- **Your task**:
Word for word, repeat each record that follows.

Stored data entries
Issue #1990, opened 2022-07-22
Ability to pin plots to the top in run detail page


gorarakelyan:
## 🚀 Feature

Enable a way to pin specific metric plots of a given run to the top in run detail page.

### Motivation

When checking a run results, there are some metrics that are looked at first. Instead of scrolling down to find those metrics each time, it would be great to pin them to the top.

### Pitch

Add pin icon on the plots. When clicking on the icon, the selected plot will be pinned to the top.

PR #2049, opened 2022-08-11
[feat] Adjust styles for metric card pin button

roubkar:
Moved pin button to top right corner of the metric card and added outlined styles to the button.


roubkar:
Resolves https://github.com/aimhubio/aim/issues/1990

arsengit (approved):

Issue #2057, opened 2022-08-12
Live update doesn't work after restarting aim server.


rubenaprikyan:
## 🐛 Bug

When live update is enabled, and aim server is down a while, it doesn't start working after restarting the server.

### To reproduce

- Enable live update
- Shut down the aim server for a while
- Then restart the server

### Expected behavior

The live update should start show results when aim server is down for a while, and restarted.

### Environment

- Aim Version (e.g., 3.0.1)  3.12.0
- Python version
- pip version
- OS (e.g., Linux)
- Any other relevant information

PR #2058, opened 2022-08-12
[fix] Add retry logic for failed network requests in live update

rubenaprikyan:
Added a retry for the failed network requests.


rubenaprikyan:
Resolves #2057

roubkar (approved):

PR #2069, opened 2022-08-16
[feat] Add the ability to sync sliders of stacked boxes

KaroMourad:
- Add `sync` property to the `useDepthMap` custom hook
- Fix resetting depth map values on box config change

### DIFF
--- a/aim/web/ui/src/hooks/useDepthMap.tsx
+++ b/aim/web/ui/src/hooks/useDepthMap.tsx
@@ -9,7 +9,7 @@ import _ from 'lodash-es';
  * @param deps {unknown[]} - the dependency array, after changing the item of the array will reset the depth map. The default value is: []
  * @param sync {boolean} - it enables the depth map synchronization mechanism. The default value is: false
  *
- * return [depthSelector, onDepthMapChange] {IUseDepthMap}
+ * return [depthSelector, onDepthMapChange] {UseDepthMap}
  */
 
 interface IUseDepthMapProps<T> {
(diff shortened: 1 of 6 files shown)


KaroMourad:
Resolves #1731

roubkar (approved):

aim/web/ui/src/hooks/useDepthMap.tsx
```diff
@@ -6,43 +6,59 @@ import _ from 'lodash-es';
...
 
 interface IUseDepthMapProps<T> {
   data: Array<T>;
   groupItemCb: (item: T) => string;
   state: any;
   deps: unknown[];
+  sync?: boolean;
 }
 
+type IUseDepthMap = [
```
rubenaprikyan, line 23: Please use `I` for only interfaces

aim/web/ui/src/hooks/useDepthMap.tsx
```diff
@@ -6,43 +6,59 @@ import _ from 'lodash-es';
...
+  const grouped = _.groupBy(data, groupItemCb);
+
+  const generateMapBy = React.useCallback((value: number = 0) => {
+    const newDepthMap: Record<string, number> = {};
+    for (let [groupId, items] of Object.entries(grouped)) {
+      const maxValue = items.length - 1;
+      newDepthMap[groupId] = value > maxValue ? maxValue : value;
+    }
+    return newDepthMap;
+  }, deps);
```
rubenaprikyan, line 44: Why dependencies comes from outside?, you know everything `data`, `groupedItemCallback` in your memoized function

rubenaprikyan (changes requested):

aim/web/ui/src/hooks/useDepthMap.tsx
KaroMourad: we don't need to update `generateMapBy` function every time when data changed as it only works when `deps` updates

rubenaprikyan (approved):
Lgtm!

PR #2964, opened 2023-08-24
[feat] Update Aim ML adapters

alberttorosyan:


pkgs/aimstack/ml/adapters/keras.py
```diff
@@ -84,7 +67,6 @@ def metrics(
 
     def close(self) -> None:
         if self._run:
-            self._run.close()
```
tmynn, line 87: Why this line is removed? Will it be enough to just delet or set the run instance to None?

tmynn (changes requested):
Seems like we need to update all docstrings, e.g. remove `capture_terminal_logs`.

Shall we add these two blocks inside of the `Run`,  they seem to be appearing in every adapter.

```
if self.experiment_name is not None:
    self._run.experiment = self.experiment_name
if self.log_system_params:
    self._run.enable_system_monitoring()
```

The rest lgtm!

tmynn (approved):

PR #2967, opened 2023-08-24
[feat] Enable form submissions with enter key

roubkar:
- Use `form` tag for form viz element in boards
- Add `onSubmit` action handler
- Fix types for `Button` component props


alberttorosyan (approved):
LGTM

PR #2976, opened 2023-09-07
[feat] Enable resending requests ignoring cache

roubkar:
- Signals are being used to invalidate query results cache on specific state updates
- By binding queries and components with the same signal you can control when to invalidate query results cache
- You can use signals as primitive strings or as Signal class instances
- With Signal class, you can also specify properties that should be present in state update to invalidate query results cache

### DIFF
--- a/src/aimcore/web/ui/public/aim_ui_core.py
+++ b/src/aimcore/web/ui/public/aim_ui_core.py
@@ -76,7 +76,7 @@ def dispatch_signal(signal_name=None, properties=None):
     if signal_name is not None:
         signal = signals_store.get(signal_name, None)
         signal_properties = signal.get("properties", None)
-        print('-----', properties, signal_properties)
+
         if (signal is None) or (
             properties is not None and 
             signal_properties is not None and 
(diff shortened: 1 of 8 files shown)


src/aimcore/web/ui/public/aim_ui_core.py
```diff
@@ -48,6 +48,56 @@ def wrapper(*args, **kwargs):
...
+            signals_store[signal]["query_keys"].append(query_key)
+
+def dispatch_signal(signal_name=None, properties=None):
+    """Dispatches signal. Cleares query results cache for all query keys bound to signal"""
+
+    if signal_name is not None:
+        signal = signals_store.get(signal_name, None)
+        signal_properties = signal.get("properties", None)
+
+        if (signal is None) or (
```
alberttorosyan, line 89: `signal is None` check should be done before getting its properties.

alberttorosyan (commented):
looks good! left a couple of comments

alberttorosyan (approved):
LGTM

- **Your solution**:
Issue #1990, opened 2022-07-22
Ability to pin plots to the top in run detail page


gorarakelyan:
## 🚀 Feature

Enable a way to pin specific metric plots of a given run to the top in run detail page.

### Motivation

When checking a run results, there are some metrics that are looked at first. Instead of scrolling down to find those metrics each time, it would be great to pin them to the top.

### Pitch

Add pin icon on the plots. When clicking on the icon, the selected plot will be pinned to the top.

PR #2049, opened 2022-08-11
[feat] Adjust styles for metric card pin button

roubkar:
Moved pin button to top right corner of the metric card and added outlined styles to the button.


roubkar:
Resolves https://github.com/aimhubio/aim/issues/1990

arsengit (approved):

Issue #2057, opened 2022-08-12
Live update doesn't work after restarting aim server.


rubenaprikyan:
## 🐛 Bug

When live update is enabled, and aim server is down a while, it doesn't start working after restarting the server.

### To reproduce

- Enable live update
- Shut down the aim server for a while
- Then restart the server

### Expected behavior

The live update should start show results when aim server is down for a while, and restarted.

### Environment

- Aim Version (e.g., 3.0.1)  3.12.0
- Python version
- pip version
- OS (e.g., Linux)
- Any other relevant information

PR #2058, opened 2022-08-12
[fix] Add retry logic for failed network requests in live update

rubenaprikyan:
Added a retry for the failed network requests.


rubenaprikyan:
Resolves #2057

roubkar (approved):

PR #2069, opened 2022-08-16
[feat] Add the ability to sync sliders of stacked boxes

KaroMourad:
- Add `sync` property to the `useDepthMap` custom hook
- Fix resetting depth map values on box config change

### DIFF
--- a/aim/web/ui/src/hooks/useDepthMap.tsx
+++ b/aim/web/ui/src/hooks/useDepthMap.tsx
@@ -9,7 +9,7 @@ import _ from 'lodash-es';
  * @param deps {unknown[]} - the dependency array, after changing the item of the array will reset the depth map. The default value is: []
  * @param sync {boolean} - it enables the depth map synchronization mechanism. The default value is: false
  *
- * return [depthSelector, onDepthMapChange] {IUseDepthMap}
+ * return [depthSelector, onDepthMapChange] {UseDepthMap}
  */
 
 interface IUseDepthMapProps<T> {
(diff shortened: 1 of 6 files shown)


KaroMourad:
Resolves #1731

roubkar (approved):

aim/web/ui/src/hooks/useDepthMap.tsx
```diff
@@ -6,43 +6,59 @@ import _ from 'lodash-es';
...
 
 interface IUseDepthMapProps<T> {
   data: Array<T>;
   groupItemCb: (item: T) => string;
   state: any;
   deps: unknown[];
+  sync?: boolean;
 }
 
+type IUseDepthMap = [
```
rubenaprikyan, line 23: Please use `I` for only interfaces

aim/web/ui/src/hooks/useDepthMap.tsx
```diff
@@ -6,43 +6,59 @@ import _ from 'lodash-es';
...
+  const grouped = _.groupBy(data, groupItemCb);
+
+  const generateMapBy = React.useCallback((value: number = 0) => {
+    const newDepthMap: Record<string, number> = {};
+    for (let [groupId, items] of Object.entries(grouped)) {
+      const maxValue = items.length - 1;
+      newDepthMap[groupId] = value > maxValue ? maxValue : value;
+    }
+    return newDepthMap;
+  }, deps);
```
rubenaprikyan, line 44: Why dependencies comes from outside?, you know everything `data`, `groupedItemCallback` in your memoized function

rubenaprikyan (changes requested):

aim/web/ui/src/hooks/useDepthMap.tsx
KaroMourad: we don't need to update `generateMapBy` function every time when data changed as it only works when `deps` updates

rubenaprikyan (approved):
Lgtm!

PR #2964, opened 2023-08-24
[feat] Update Aim ML adapters

alberttorosyan:


pkgs/aimstack/ml/adapters/keras.py
```diff
@@ -84,7 +67,6 @@ def metrics(
 
     def close(self) -> None:
         if self._run:
-            self._run.close()
```
tmynn, line 87: Why this line is removed? Will it be enough to just delet or set the run instance to None?

tmynn (changes requested):
Seems like we need to update all docstrings, e.g. remove `capture_terminal_logs`.

Shall we add these two blocks inside of the `Run`,  they seem to be appearing in every adapter.

```
if self.experiment_name is not None:
    self._run.experiment = self.experiment_name
if self.log_system_params:
    self._run.enable_system_monitoring()
```

The rest lgtm!

tmynn (approved):

PR #2967, opened 2023-08-24
[feat] Enable form submissions with enter key

roubkar:
- Use `form` tag for form viz element in boards
- Add `onSubmit` action handler
- Fix types for `Button` component props


alberttorosyan (approved):
LGTM

PR #2976, opened 2023-09-07
[feat] Enable resending requests ignoring cache

roubkar:
- Signals are being used to invalidate query results cache on specific state updates
- By binding queries and components with the same signal you can control when to invalidate query results cache
- You can use signals as primitive strings or as Signal class instances
- With Signal class, you can also specify properties that should be present in state update to invalidate query results cache

### DIFF
--- a/src/aimcore/web/ui/public/aim_ui_core.py
+++ b/src/aimcore/web/ui/public/aim_ui_core.py
@@ -76,7 +76,7 @@ def dispatch_signal(signal_name=None, properties=None):
     if signal_name is not None:
         signal = signals_store.get(signal_name, None)
         signal_properties = signal.get("properties", None)
-        print('-----', properties, signal_properties)
+
         if (signal is None) or (
             properties is not None and 
             signal_properties is not None and 
(diff shortened: 1 of 8 files shown)


src/aimcore/web/ui/public/aim_ui_core.py
```diff
@@ -48,6 +48,56 @@ def wrapper(*args, **kwargs):
...
+            signals_store[signal]["query_keys"].append(query_key)
+
+def dispatch_signal(signal_name=None, properties=None):
+    """Dispatches signal. Cleares query results cache for all query keys bound to signal"""
+
+    if signal_name is not None:
+        signal = signals_store.get(signal_name, None)
+        signal_properties = signal.get("properties", None)
+
+        if (signal is None) or (
```
alberttorosyan, line 89: `signal is None` check should be done before getting its properties.

alberttorosyan (commented):
looks good! left a couple of comments

alberttorosyan (approved):
LGTM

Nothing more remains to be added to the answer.